As I have recently spent most of my time on the GUI this is a feature I forgot to port back to command line.

This was originally an "intended feature", it displays it as if it was declared as raw, and that is always in byte-order. But as you mentioned, for little endian it looks incorrect. In the GUI it's displayed as decimal. I decided to normalize these cases for next release to display it in "display order" hex (as if declared with u(size, hex). This normalization change also adds bitwise-or:ed display of enums to command line version - although I still haven't found a good way to edit these styles of enums without more information, at least the graphical display is proper on both GUI and command line.

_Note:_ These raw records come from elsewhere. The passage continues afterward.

PR #111, opened 2016-07-04
add missing include files

ggouaillardet:
pmix cannot be built on alpine linux because of some missing includes.
uid_t and gid_t are defined in unistd.h or sys/types.h, and unistd.h
is not indirectly pulled under alpine linux, so do it manually.

Thanks N.L.K Nguyen for the report


ggouaillardet:
this issue was initially reported at open-mpi/ompi#1838

PR #112, opened 2016-07-05
server: fix a race condition in PMIx_server_init

ggouaillardet:
split pmix_start_listening() into two phases
 - pmix_prepare_listening() creates the socket without starting the listen_thread, this is invoked in a loop.
 - pmix_start_listening() only starts the listen_thread. this is only invoked once


rhc54:
@ggouaillardet this looks okay, but could you please tell me what the race condition was? I don't see any real change in logic here as the listen_thread_active variable would have been set by the first time thru the loop, and the second loop couldn't start in advance of that happening.

ggouaillardet:
here is what happened
first iteration
- create the pmix socket
- bind and listen on the pmix socket
- start the listen_thread 
second iteration
- create the tool socket

and the race occurs if the listener thread select on both socket.
it will fail on the tool socket, since it bind/listen was not yet invoked on it
/* select returns with an event on the tool socket, and accept fails with EINVAL,
this is interpreted as a race condition in PMIx_Finalize, and the listen_thread silently exits */


the logic was updated so all sockets are created, bound and listened on.
and then the listen_thread can be started

makes sense ?

rhc54:
I see - yes, thanks!

ggouaillardet:
btw, it is very likely I can simplify this pr a bit by removing the test on the listen_thread_active global

rhc54:
i already merged it, but you are welcome to submit another one with the optimization

PR #118, opened 2016-07-29
Provide a mechanism for the host to tell the PMIx server the system-l…

rhc54:
…evel tmpdir to use, and a server-specific tmpdir to use.

Cleanup some permissions


rhc54:
@artpol84 Does this look okay to you?

artpol84:
What is the usecase for this?

rhc54:
OMPI requires it, for one. The use case is where the system temporary directory is not specified by any of the standard locations, but rather by the host RM. So you need some way to tell the PMIx server library where to put the tool attachment point. You also need someway other than an envar to tell the server library where to put the session-level attachment point (the client one).

src/server/pmix_server.c
```diff
@@ -181,7 +183,9 @@ static pmix_status_t initialize_server_base(pmix_server_module_t *module)
     security_mode = strdup(pmix_sec.name);
 
     /* find the temp dir */
-    if (NULL == (tdir = getenv("PMIX_SERVER_TMPDIR"))) {
+    if (NULL != mytmpdir) {
+        tdir = mytmpdir;
```
artpol84: In which case `mytmpdir` can be non-NULL?

src/server/pmix_server.c
```diff
@@ -181,7 +183,9 @@ static pmix_status_t initialize_server_base(pmix_server_module_t *module)
...
+    } else if (NULL == (tdir = getenv("PMIX_SERVER_TMPDIR"))) {
```
artpol84: I think that we need to use MACRO's as env names instead of strings.

src/server/pmix_server.c
```diff
@@ -289,40 +294,51 @@ PMIX_EXPORT pmix_status_t PMIx_server_init(pmix_server_module_t *module,
...
-                if (0 > asprintf(&pmix_pid, "%s/pmix.%s.tool.%d", tdir, myhostname, mypid)) {
-                    return PMIX_ERR_NOMEM;
-                }
-                if ((strlen(pmix_pid) + 1) > sizeof(tl->address.sun_path)-1) {
-                    free(pmix_pid);
-                    return PMIX_ERR_INVALID_LENGTH;
+                /* defer processing to ensure we pickup any tmpdir
+                 * directives before setting location */
+                tool_support = true;
+            } else if (0 == strcmp(info[n].key, PMIX_SERVER_TMPDIR)) {
```
artpol84: **Minor comment**: Key macro has the same name as env variable. May lead to confusion at some point.

artpol84:
So in general what this PR adds is a new set of info keys:
* one of them duplicates existing env variable `PMIX_SERVER_TMPDIR`
* another introduces other tmpdir that is needed for the tool connection.

Question: why can't we handle this consistently with ENV vars?

rhc54:
Per the telecon, we will standardize on passing such values via info keys and not envars. I will remove the envar check so it solely uses info keys, and then we will bring that across to the 1.1 series and release an updated 1.1.5 so it can go into OpenMPI 2.0.1 release (this allows us to avoid having to carry the envar method forward for backward compatibility)

PR #931, opened 2018-11-07
v2.1/psensor/file: add missing PMIX_EXPORT on mca_psensor_file_component

benmenadue:
Add missing `PMIX_EXPORT` decoration on `mca_psensor_file_component` so that it can be resolved at runtime by `dlsym`. It was already added to master by af64c7d.

See open-mpi/ompi#6056.


rhc54:
Thanks!

PR #938, opened 2018-11-10
Default the v2.0 GDS to "ds12,hash"

rhc54:


rhc54:
@karasevb This fixes the v2.0 compatibility issue - needs to be ported to v2.2 and v3.1 branches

I also usually use shift operators in C/C++ to define enum values, but as BEdit doesn't (yet) support expressions for enums I use binary literals as a work-around. That is
1
2
3
4
5
6
enum
{
    value_a = 0b001,
    value_b = 0b010,
    value_c = 0b100,
};
but I agree that a shift would be preferable.


The second part got me thinking, does BEdit actually already have pointer-ish logic? (I don't think it helps you now, because BEdit is currently lacking array / repeating member access - but I got curious.)

You could do something like a pointer:
 1
 2
 3
 4
 5
 6
 7
 8
 9
10
11
12
13
14
struct Bar { u(4) value; ... };

struct Baz(var barAddress)
{
    /* hidden <- not yet supported */ @(external barAddress) Bar barRef;
    string(barRef.value) str;
};

struct Foo
{
    var barAddress = current_address();
    Bar bar;
    Baz baz(barAddress) baz;
};


That would functionally be like a pointer but the actual code generated would be very inefficient compared to a normal pointer.

Next version also includes the layout improvement for array indices for command line version (as well as improvements and bug fixes for GUI and command line), I plan to update both command line and GUI tonight or tomorrow.